How to complete this task → Nothing but an exact copy of the listing should appear in the response.

[Opening Dataset extract section]

PR #21093, opened 2022-04-02
The atd library won't build with menhir 20211230

mjambon:
See the upstream issue: https://github.com/ahrefs/atd/pull/272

[Closing Dataset extract section]

Response to the task →
PR #21093, opened 2022-04-02
The atd library won't build with menhir 20211230

mjambon:
See the upstream issue: https://github.com/ahrefs/atd/pull/272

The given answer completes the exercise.